Data supplied:
PR #2692, opened 2022-06-29
ModuleToKORE: generating #Ceil(Set) rule for generated sets

denis-bogdanas:
Prerequisite for https://github.com/runtimeverification/k/pull/2689
Tested with that PR, replacing domain.md rule with the generated rule, and works.


ehildenb:
We should have some tests.

denis-bogdanas:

What you should do:
In the listing above, find the lines holding the word "generated" and copy them.

Response to the task:
ModuleToKORE: generating #Ceil(Set) rule for generated sets
Tested with that PR, replacing domain.md rule with the generated rule, and works.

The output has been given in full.